The year so far has been a very chaotic period for financial markets, driven by fear, volatility and negative sentiment across the world. Luckily, since the beginning of April, we are starting to see positive news for the markets as a whole.
It seems that there is more confidence from investors as we can see relevant gains for all the major cryptocurrencies. For today’s article, the idea is to better understand stablecoins and what are the metrics driving their development as relevant players in the crypto market.
A stablecoin is a class of cryptocurrency that attempts to offer price stability by being backed by a reserve asset (mainly USD so far). Tether the most relevant stablecoin was launched back in 2014 and was known as RealCoin.
Although, it was in 2018 when stablecoins emerged with exciting promises of being used to improve financial access, cross-border payments and remittances.
So far, they have been primarily used to protect or hedge the trading activity from the high volatility of the crypto market as they can easily be held or moved around within the digital ecosystem, between exchanges, wallets, and lenders.
As can be seen below in data from The Economist Intelligence Unit, stablecoins are surging in popularity around the world, and this time much of the demand is for payments in normal business transactions, not just to move money quickly between cryptocurrency exchanges.
Recently, there has been significant global demand for digital dollars. In the past month, the outstanding value of the top six stablecoins pegged to $USD has surged by more than 25% to about $8 billion. In some cases, stablecoins even trade higher than its proposed $1 value, which can be seen as an indication of the accumulation of digital cash.
For example, according to Jeremy Allaire from Circle, they have seen explosive interest and growth in USDC over the past several weeks. New signups have come from e-commerce marketplaces, advertising networks, luxury goods producers, recruiting platforms, digital content markets, peer-to-peer lending platforms, payment companies, software firms, professional services firms, rewards businesses, mobile banking providers and other internet companies.

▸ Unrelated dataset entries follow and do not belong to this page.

PR #1002, opened 2017-08-22
Improve code display

GuillaumeGomez:
A little screenshot with the new style:

screen shot 2017-08-22 at 23 13 55

As you can see, the `code` elements inside the texts are now easier to spot and I find it more attractive when reading.

### DIFF
--- a/app/styles/crate.scss
+++ b/app/styles/crate.scss
@@ -313,6 +313,13 @@
         pre {
             overflow-x: auto;
         }
+
+        p {
+            code {
+                background-color: #fff;
+                padding: 0 2px;
+            }
+        }
     }
     .last-update {
         color: $main-color-light;


app/styles/crate.scss
```diff
@@ -313,6 +313,13 @@
         pre {
             overflow-x: auto;
         }
+
+        p {
+            code {
+                background-color: #fff;
```
sgrif: What's the purpose of this? It's not being rendered, and if it were the text would be unreadable.

GuillaumeGomez: What? It's rendered perfectly for me and the text is readable as my screenshot shows it. The point is to make text code blocks stand out a bit more.

sgrif: The background color of the code block is not white...

sgrif: Oh I see, this is for inline code blocks. I misunderstood.

sgrif: Could you edit your commit message to be more clear on what this change is affecting?

GuillaumeGomez: Sure!

GuillaumeGomez:
@sgrif: Updated.

PR #1004, opened 2017-08-23
Browserstack

carols10cents:
We can get access to browserstack for free as an open source project if we put their logo and URL in the readme!


carols10cents:
bors: r+

PR #1009, opened 2017-08-24
Update to Diesel 0.16.0

sgrif:
The output of `diesel print-schema` has changed, so I've re-run it. I've
also passed the new `--with-docs` flag, since we like documenting all of
the things. :)


carols10cents:
bors: r+

PR #1010, opened 2017-08-25
Readme rendering - only rerender older than a date, only rerender for a crate

carols10cents:
Only rerender in a `Box<T>`, only rerender in Firefox :)

These changes add some arguments to the render-readmes script to make it easier to restart a failed run only with those readmes that have not been rendered since a particular date, and to rerender one particular crate's readmes.

By default, the render-readmes script still rerenders all readmes of all versions. But if the script is killed partway through, it doesn't need to be completely restarted-- you can grab the time that the script printed out that it started, then rerun with `--older-than thattime`, and it'll only try and render the ones it hasn't gotten to yet!

Another thing I've wanted is the ability to render one particular crate's readmes, so that I don't have to scroll through all the logs to see why a particular crate failed. So I added the `--crate` argument too.

I'd like to get this into the same deploy as https://github.com/rust-lang/crates.io/pull/981 since that requires rerendering everything again.

@kureuil, could you look over this and see if it looks like I might be breaking anything?


src/bin/render-readmes.rs
```diff
@@ -2,87 +2,146 @@
...
     } else {
-        versions_count / page_size + 1
+        total_pages + 1
     };
-    for current_page in 0..pages {
-        let versions: Vec<EncodableVersion> = versions::table
+
+    let mut page_num = 0;
+
+    for version_ids_chunk in &version_ids.into_iter().chunks(page_size) {
```
kureuil: I didn't know about itertools, awesome crate!

Couldn't we use [enumerate](https://docs.rs/itertools/0.6.1/itertools/fn.enumerate.html) here to remove the `mut page_num` ?

src/bin/render-readmes.rs
```diff
@@ -2,87 +2,146 @@
...
                 }
                 let readme = readme.unwrap();
-                let readme_path = format!(
-                    "readmes/{}/{}-{}.html",
-                    version.krate,
-                    version.krate,
-                    version.num
-                );
+                let readme_path =
+                    format!("readmes/{}/{}-{}.html", krate_name, krate_name, version.num);
```
kureuil: Should we change the formatting string to `"readmes/{0}/{0}-{}.html"` to avoid the `krate_name` duplication ?

src/bin/render-readmes.rs
```diff
@@ -96,31 +155,34 @@ fn main() {
...
+                        krate_name,
                         version.num
                     ));
             });
             tasks.push(handle);
         }
         for handle in tasks {
             if let Err(err) = handle.join() {
-                println!("Thead panicked: {:?}", err);
+                println!("Thread panicked: {:?}", err);
```
kureuil: Good catch!

src/bin/render-readmes.rs
carols10cents: oooh yep, you're absolutely right!

src/bin/render-readmes.rs
carols10cents: sure!

carols10cents:
bors: r+

Issue #986, opened 2017-08-20
CSRF: logout


ishitatsuyuki:
```
<img src="https://crates.io/logout">
```

This won't work on GitHub of course due to it's secure image proxy, but anyway we don't want a malicious page constantly logging you out of the site!

ishitatsuyuki:
Hmm, seems I'm being constantly logged out on refresh for other reasons. Feel free to close if this isn't a CSRF.

debris:
I experienced the same issue

jtgeibel:
@ishitatsuyuki and @debris the issue with being logged out on a refresh should now be resolved by #910.  If you're still being logged out when refreshing a page please try clearing your browser cache and see if this is still an issue.  You're browser could still caching a version from before we added the necessary header.  Also keep in mind that we are using session cookies only right now, so you currently have to log back in any time you restart your browser (see #918).

However, I agree that CSRF protections should also be added to this route.

PR #1013, opened 2017-08-26
Switch to `DELETE` for /logout route to prevent CSRF

jtgeibel:
Other sites are allowed to make `GET` requests so switching to `DELETE`
to match the destructive nature of the route.

If the user navigates to `GET /logout` we now fall back to the default
behavior which is to serve up the ember app.  Ember then sends a
`DELETE` request.  Fortunately we already enforce sameorigin for
iframes via the `X-FRAME-OPTIONS` header.

Fixes: #986

### DIFF
--- a/app/routes/logout.js
+++ b/app/routes/logout.js
@@ -7,7 +7,7 @@ export default Route.extend({
     ajax: service(),
 
     activate() {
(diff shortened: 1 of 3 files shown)


carols10cents:
Sounds good to me!

bors: r+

The global crisis brought on by COVID-19 is an opportunity for stablecoins to deliver on these promises and use cases, especially as governments try to deliver stimulus money quickly to large populations that desperately need it.
Discussions of Central Bank Digital Currencies known as CBDC projects are popping up across the globe. This process involves making a large number of complex economic, technical and policy decisions. China is likely at the forefront with its digital yuan, and started pilots earlier this year. England, France, Lithuania, the European Central Bank, and Canada are among several exploring CBDCs.
Facebook also has a strong impact on the interest of stablecoins with its Libra project, a digital token that could be used for payments between the social network’s global users. Initially, the token was designed to be backed by a basket of government currencies, but last week the consortium behind Libra said it now plans to issue stablecoins representing individual currencies, such as the US dollar.
Currently, Tether (USDT) is the most important stablecoin in the market. It is relevant to note that it has a market capitalization of $6,4 Billion dollars with a strong daily trading volume ranking them as number 6 of most relevant crypto-assets. I want to go deeper into the analysis of its performance using a data-driven approach leveraging the IntoTheBlock platform which combines hundreds of factors to extract unique insights about any asset.
IntoTheBlock defines “Large Transactions” as transactions greater than $100k USD. Using this indicator, it can be seen how during a bear market, investors use stablecoins to protect their assets against price volatility. Large Transactions reached a 7-Day high mark of 1.12 Billion USD on April 14th.
The health of the Network can be measured by the Number of Daily Active Addresses.
During the past month this number has been steadily increasing towards reaching the level of 80k Daily Active Addresses.
Metrics revealed by IntoTheBlock´s East-West analysis show that Tether is a globally traded asset, but with a higher predominance from Asia (57.08% of transactions) where adoption seems to be faster.
Finally, it is interesting to see how Tether is being used as a store of value as the demand for USD is increasing worldwide. The “Ownership by Time Held” analysis segments addresses based on their average holding periods. Below, we can see how the Hodlers indicator that covers the number of long term holders (those that hold longer than 1 year) has been steadily increasing on a monthly basis during the past year. It is safe to say that there is a long term trend of Hodling USDT as the average time that Tether is held is 1.3 years.
As stablecoins continue their evolution within the crypto market, some of these indicators show different views and perspectives to better understand and analyze these assets.